A recession is typically characterised by high unemployment, low or negative growth and low inflation, due to a lack of aggregate demand. However, since 2009, inflation levels in the UK have only added to the pressures facing the government and the Bank of England. Not only had there been a problem of lack of demand, but the inflation target was no longer being met.
Inflation had increased to above 5% – a figure we had not been accustomed to for many years. With interest rates at record lows with the aim of boosting aggregate demand, demand-pull inflation only added to cost-push pressures. However, data released by the ONS shows that inflation, as measured by the CPI, has now fallen back to its 2% target.
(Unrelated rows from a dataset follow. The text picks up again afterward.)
PR #1261, opened 2019-06-03
Set AssigneReviewers correctly on new submissions. Show review button.

frjo:


frjo:
Should add some test to make sure this does not happen again. 

Parbhat:
Discussed in Slack.

PR #1310, opened 2019-07-14
Allow author and groups with permission to edit reviews.

### LINKED ISSUE #552: Allow reviews to be edited by staff and author

frjo:
Fixes #552


frjo:
@Parbhat Yes, that would be the best. With all the moving parts I was hesitant to start messing with working functionality.

As it is I'm unsure how good the ReviewEditView class is. It seems to work but it might have parts that is not really needed or could be done better.

Parbhat:
@frjo `ReviewEditView` looks good and have all the required parts.

PR #1314, opened 2019-07-16
Update to sentry-python with Django integration.

frjo:


frjo:
@Parbhat sentry.io recommend that projects use the new sentry-python instead of raven.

Having been at 2.1% in November 2013, the figure for December 2013 fell by 0.1 percentage points.
The data for December include some of the energy price rises from the big six, but do not include the full extent of price decreases and discounting initiated by retailers in the lead up to Christmas. The key factors that have helped to keep prices down include some of the discounting throughout December and falling food prices, in particular bananas, grapes and meat.
With inflation back on target, pressures have been removed from the Bank of England to push up interest rates. Mark Carney has said that interest rates will remain at 0.5% until unemployment falls to 7%. With unemployment fast approaching this target, there has been speculation that interest rates would rise, but with inflation falling back on target, these pressures have been reduced. (Click here for a PowerPoint of the chart.) Referring to this, Jeremy Cook, the chief economist at World First said:
The lack of inflation will help stay their hand especially if the pace of job creation seen in the second half of last year also shows.
These thoughts were echoed by Rob Wood, the chief UK economist at Berenberg Bank:
Inflation is the BoE’s ‘get out of jail free’ card for this year … The lack of inflation pressure gives them room to delay a first hike until next year.
Many economists now believe that the CPI rate of inflation is likely to remain at or below the target, in particular if productivity growth improves. This belief is further enhanced by the fact that tax rates are stable, the pound is relatively strong and the previous upward pressure on commodity prices from China is now declining. Some economists believe that CPI inflation could fall to 1.5% this year and the Treasury has said that it is ‘another sign that the Government’s long-term economic plan is working’. The following articles consider this latest macroeconomic data.
UK inflation falls to Bank of England’s 2pc target in December The Telegraph, Szu Ping Chan (14/1/14)
UK inflation falls to 2% target rate in December BBC News (14/1/14)
Carney’s lucky streak continues as UK inflation slows to 2% Financial Times, Claire Jones (14/1/14)
UK inflation fall gives Bank of England a lift Wall Street Journal, Richard Barley(14/1/14)
Inflation falls to Bank of England target Reuters, William Schomberg and Ana Nicolaci da Costa (14/1/14)
Inflation hits Bank of England’s target of 2% in December Independent, John Paul Ford Rojas (14/1/14)
- What is the relationship between interest rates and aggregate demand?
- Which factors have led to the reduction in the rate of inflation?
- Why have the latest data on inflation rates reduced the pressure on the Bank of England to increase interest rates?
- Why do stable tax rates, a strong pound and reduced pressure from China on commodity prices suggest that the CPI measures of inflation is likely to remain at similarly low levels?
- Why has the RPI increased while the CPI has fallen?